PR #3145, opened 2023-08-25
added user profile option to rankIcon

### LINKED ISSUE #3128: Use profile picture as a rank icon
### Is your feature request related to a problem? Please describe.

I don't really want to show my rank on the stats page since its fairly low, but I think the GitHub icon could be improved by also allowing the use of the owners profile picture.

### Describe the solution you'd like

As the icon keyword you could use `profile` and then use the GitHub api to return the users profile picure.  
The same user account can be used as the given rank username for the vercel API.

### Describe alternatives you've considered

One alternative is allowing custom images but that would be more work than required for my request and would run into issues with pictures that dont conform to the circle used for the rank. So using the API is the simplier option especially since its already being used to retrieve stats for the rank.

### Additional context

_No response_

alex8obrien:
- Adds the option for a users GitHub profile picture to be used as a rank icon
- I'm unable to test if this works, please feel free to clone this and update me with the results

closes #3128

### DIFF
--- a/src/cards/stats-card.js
+++ b/src/cards/stats-card.js
@@ -394,7 +394,7 @@ const renderStatsCard = (stats, options = {}) => {
         <circle class="rank-circle-rim" cx="-10" cy="8" r="40" />
         <circle class="rank-circle" cx="-10" cy="8" r="40" />
         <g class="rank-text">
-          ${rankIcon(rank_icon, rank?.level, rank?.percentile)}
+          ${rankIcon(name, rank_icon, rank?.level, rank?.percentile)}
         </g>
       </g>`;
 
--- a/src/common/icons.js
+++ b/src/common/icons.js
@@ -17,13 +17,20 @@ const icons = {
 /**
  * Get rank icon
  *
+ * @param {string} username - The username for the GitHub Account
  * @param {string} rankIcon - The rank icon type.
  * @param {string} rankLevel - The rank level.
  * @param {number} percentile - The rank percentile.
  * @returns {string} - The SVG code of the rank icon
  */
-const rankIcon = (rankIcon, rankLevel, percentile) => {
+const rankIcon = (username, rankIcon, rankLevel, percentile) => {
   switch (rankIcon) {
+    case "profile":
+      return `
+        <svg>
+          <image href="https://avatars.githubusercontent.com/${username}" x="0" y="0" height="66" width="66" />
+        </svg>
+      `;
     case "github":
       return `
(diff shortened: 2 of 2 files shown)


src/common/icons.js
```diff
@@ -17,13 +17,20 @@ const icons = {
...
+ * @param {string} username - The username for the GitHub Account
  * @param {string} rankIcon - The rank icon type.
  * @param {string} rankLevel - The rank level.
  * @param {number} percentile - The rank percentile.
  * @returns {string} - The SVG code of the rank icon
  */
-const rankIcon = (rankIcon, rankLevel, percentile) => {
+const rankIcon = (username, rankIcon, rankLevel, percentile) => {
   switch (rankIcon) {
+    case "profile":
```
anuraghazra, line 28: Let's rename this to `avatar_image`

src/common/icons.js
```diff
@@ -17,13 +17,20 @@ const icons = {
...
  * Get rank icon
  *
+ * @param {string} username - The username for the GitHub Account
  * @param {string} rankIcon - The rank icon type.
  * @param {string} rankLevel - The rank level.
  * @param {number} percentile - The rank percentile.
  * @returns {string} - The SVG code of the rank icon
  */
-const rankIcon = (rankIcon, rankLevel, percentile) => {
+const rankIcon = (username, rankIcon, rankLevel, percentile) => {
```
anuraghazra, line 26: add the username param at the end instead of rearranging the params.

anuraghazra:
> I'm unable to test if this works, please feel free to clone this and update me with the results

Install the [vercel CLI ](https://vercel.com/docs/cli) and then just run `vercel dev` and open localhost:3000

src/cards/stats-card.js
```diff
@@ -394,7 +394,7 @@ const renderStatsCard = (stats, options = {}) => {
         <circle class="rank-circle-rim" cx="-10" cy="8" r="40" />
         <circle class="rank-circle" cx="-10" cy="8" r="40" />
         <g class="rank-text">
-          ${rankIcon(rank_icon, rank?.level, rank?.percentile)}
+          ${rankIcon(name, rank_icon, rank?.level, rank?.percentile)}
```
anuraghazra, line 397: The githubusercontent requires the username, eg "anuraghazra" it cannot work with the name eg "Anurag Hazra", so you need to pass down the username.

anuraghazra:
Seems like the alignment is needed 
image

rickstaa (changes requested):
@alex8obrien see requested changes of @anuraghazra.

────────

• _What the task requires_: Without changing anything, quote the lines from the top of the data to the line that contains "As the icon", including that line.

• _Answer to the exercise_:
PR #3145, opened 2023-08-25
added user profile option to rankIcon

### LINKED ISSUE #3128: Use profile picture as a rank icon
### Is your feature request related to a problem? Please describe.

I don't really want to show my rank on the stats page since its fairly low, but I think the GitHub icon could be improved by also allowing the use of the owners profile picture.

### Describe the solution you'd like

As the icon keyword you could use `profile` and then use the GitHub api to return the users profile picure.  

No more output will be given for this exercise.